Exercise description.
Examine the entries and show every line in which the word "opened" is found.

Data supplied.
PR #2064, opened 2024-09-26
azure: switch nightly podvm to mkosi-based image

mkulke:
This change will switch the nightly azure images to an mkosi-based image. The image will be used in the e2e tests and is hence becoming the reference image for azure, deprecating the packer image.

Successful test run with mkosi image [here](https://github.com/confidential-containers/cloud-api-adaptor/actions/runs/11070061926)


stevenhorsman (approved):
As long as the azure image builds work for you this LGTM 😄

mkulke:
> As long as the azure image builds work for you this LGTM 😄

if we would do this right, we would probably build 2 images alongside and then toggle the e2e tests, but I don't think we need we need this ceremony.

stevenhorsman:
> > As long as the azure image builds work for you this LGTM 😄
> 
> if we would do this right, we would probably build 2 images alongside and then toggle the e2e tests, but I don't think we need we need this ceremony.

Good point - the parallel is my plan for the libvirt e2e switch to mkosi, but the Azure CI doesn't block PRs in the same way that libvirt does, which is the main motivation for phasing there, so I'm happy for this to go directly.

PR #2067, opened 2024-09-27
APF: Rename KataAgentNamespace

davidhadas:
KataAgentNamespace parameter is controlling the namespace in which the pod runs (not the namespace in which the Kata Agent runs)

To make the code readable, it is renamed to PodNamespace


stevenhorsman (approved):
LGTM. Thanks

Exercise solution.
PR #2064, opened 2024-09-26
PR #2067, opened 2024-09-27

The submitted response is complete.